BEGIN Given data

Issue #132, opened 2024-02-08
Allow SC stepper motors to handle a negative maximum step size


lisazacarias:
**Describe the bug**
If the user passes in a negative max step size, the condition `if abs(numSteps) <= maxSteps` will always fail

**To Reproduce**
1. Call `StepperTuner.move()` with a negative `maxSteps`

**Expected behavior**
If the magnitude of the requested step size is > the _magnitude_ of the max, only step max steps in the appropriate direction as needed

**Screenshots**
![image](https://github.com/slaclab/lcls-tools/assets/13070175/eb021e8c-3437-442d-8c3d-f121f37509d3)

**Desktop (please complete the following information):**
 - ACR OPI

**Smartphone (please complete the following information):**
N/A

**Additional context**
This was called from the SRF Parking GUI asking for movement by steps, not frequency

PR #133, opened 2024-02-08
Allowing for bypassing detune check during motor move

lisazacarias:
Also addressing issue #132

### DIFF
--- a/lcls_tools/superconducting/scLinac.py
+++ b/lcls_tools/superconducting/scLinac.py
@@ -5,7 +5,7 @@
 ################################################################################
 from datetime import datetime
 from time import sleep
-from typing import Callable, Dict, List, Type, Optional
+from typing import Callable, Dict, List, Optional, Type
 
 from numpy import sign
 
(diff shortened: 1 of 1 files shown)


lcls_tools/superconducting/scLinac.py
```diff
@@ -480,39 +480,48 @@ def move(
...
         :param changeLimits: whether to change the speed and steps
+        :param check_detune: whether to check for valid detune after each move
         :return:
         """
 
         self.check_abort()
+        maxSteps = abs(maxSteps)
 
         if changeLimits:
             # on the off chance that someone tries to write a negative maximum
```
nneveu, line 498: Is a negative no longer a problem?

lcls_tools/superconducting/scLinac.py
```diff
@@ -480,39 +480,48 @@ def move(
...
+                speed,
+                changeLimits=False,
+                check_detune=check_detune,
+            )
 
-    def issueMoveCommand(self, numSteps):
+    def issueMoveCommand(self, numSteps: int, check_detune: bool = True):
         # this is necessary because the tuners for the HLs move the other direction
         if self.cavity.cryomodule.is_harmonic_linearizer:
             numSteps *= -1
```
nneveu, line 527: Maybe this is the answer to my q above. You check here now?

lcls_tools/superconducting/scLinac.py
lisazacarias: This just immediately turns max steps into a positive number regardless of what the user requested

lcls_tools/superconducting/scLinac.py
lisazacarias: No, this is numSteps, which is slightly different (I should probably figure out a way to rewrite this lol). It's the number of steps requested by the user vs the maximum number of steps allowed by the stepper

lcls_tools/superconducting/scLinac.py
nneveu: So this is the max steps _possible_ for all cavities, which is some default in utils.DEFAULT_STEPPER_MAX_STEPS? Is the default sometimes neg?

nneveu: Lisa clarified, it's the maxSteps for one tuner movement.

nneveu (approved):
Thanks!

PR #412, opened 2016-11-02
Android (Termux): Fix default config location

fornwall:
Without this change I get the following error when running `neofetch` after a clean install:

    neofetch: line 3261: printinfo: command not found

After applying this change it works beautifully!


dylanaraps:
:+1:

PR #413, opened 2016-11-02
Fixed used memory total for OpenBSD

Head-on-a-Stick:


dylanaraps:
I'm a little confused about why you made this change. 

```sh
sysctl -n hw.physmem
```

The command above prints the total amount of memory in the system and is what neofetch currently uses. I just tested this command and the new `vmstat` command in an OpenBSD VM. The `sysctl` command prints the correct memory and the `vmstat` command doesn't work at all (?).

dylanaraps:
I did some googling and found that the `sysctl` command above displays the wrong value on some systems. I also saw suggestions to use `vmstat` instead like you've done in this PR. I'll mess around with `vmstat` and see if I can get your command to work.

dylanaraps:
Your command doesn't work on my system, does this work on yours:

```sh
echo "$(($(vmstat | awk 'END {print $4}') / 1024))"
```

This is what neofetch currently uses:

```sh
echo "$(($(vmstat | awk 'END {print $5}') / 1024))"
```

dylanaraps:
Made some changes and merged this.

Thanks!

END Given data
BEGIN Given data

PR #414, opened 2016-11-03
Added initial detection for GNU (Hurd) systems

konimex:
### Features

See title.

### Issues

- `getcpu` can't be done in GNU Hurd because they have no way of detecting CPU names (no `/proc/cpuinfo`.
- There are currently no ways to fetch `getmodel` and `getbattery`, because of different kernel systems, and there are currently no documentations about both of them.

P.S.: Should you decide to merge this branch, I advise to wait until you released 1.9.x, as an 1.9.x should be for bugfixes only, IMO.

END Given data
BEGIN Given data

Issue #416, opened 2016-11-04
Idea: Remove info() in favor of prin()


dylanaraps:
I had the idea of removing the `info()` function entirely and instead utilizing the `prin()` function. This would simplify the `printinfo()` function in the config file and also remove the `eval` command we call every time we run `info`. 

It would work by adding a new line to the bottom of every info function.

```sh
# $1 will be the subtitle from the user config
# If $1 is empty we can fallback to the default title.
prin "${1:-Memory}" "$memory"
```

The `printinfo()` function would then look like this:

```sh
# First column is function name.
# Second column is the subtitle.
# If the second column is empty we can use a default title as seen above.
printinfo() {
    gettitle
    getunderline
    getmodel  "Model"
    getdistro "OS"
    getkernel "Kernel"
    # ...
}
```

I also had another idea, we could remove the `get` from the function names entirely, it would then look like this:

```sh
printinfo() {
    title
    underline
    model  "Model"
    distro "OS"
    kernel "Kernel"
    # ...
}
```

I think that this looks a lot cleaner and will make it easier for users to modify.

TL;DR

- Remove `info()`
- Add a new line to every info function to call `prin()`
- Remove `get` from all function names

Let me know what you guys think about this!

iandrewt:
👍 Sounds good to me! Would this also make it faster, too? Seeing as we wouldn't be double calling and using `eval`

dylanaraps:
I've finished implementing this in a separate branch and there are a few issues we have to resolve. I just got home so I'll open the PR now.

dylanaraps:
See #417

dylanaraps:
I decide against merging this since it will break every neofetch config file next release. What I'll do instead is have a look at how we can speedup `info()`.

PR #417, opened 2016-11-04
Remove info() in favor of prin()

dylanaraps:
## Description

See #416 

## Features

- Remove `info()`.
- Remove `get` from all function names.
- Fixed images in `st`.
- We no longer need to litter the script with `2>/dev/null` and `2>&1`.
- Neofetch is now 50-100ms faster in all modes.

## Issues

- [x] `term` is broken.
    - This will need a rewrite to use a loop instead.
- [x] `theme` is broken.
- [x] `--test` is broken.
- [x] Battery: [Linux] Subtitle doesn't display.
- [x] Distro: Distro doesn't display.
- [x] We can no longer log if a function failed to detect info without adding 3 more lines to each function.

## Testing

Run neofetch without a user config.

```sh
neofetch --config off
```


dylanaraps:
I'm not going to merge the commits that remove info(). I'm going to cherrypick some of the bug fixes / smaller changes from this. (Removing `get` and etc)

END Given data

■ **Task objective**: Return every line of the preceding records in which the word "List" appears.

■ **Answer to the problem**:
-from typing import Callable, Dict, List, Type, Optional
+from typing import Callable, Dict, List, Optional, Type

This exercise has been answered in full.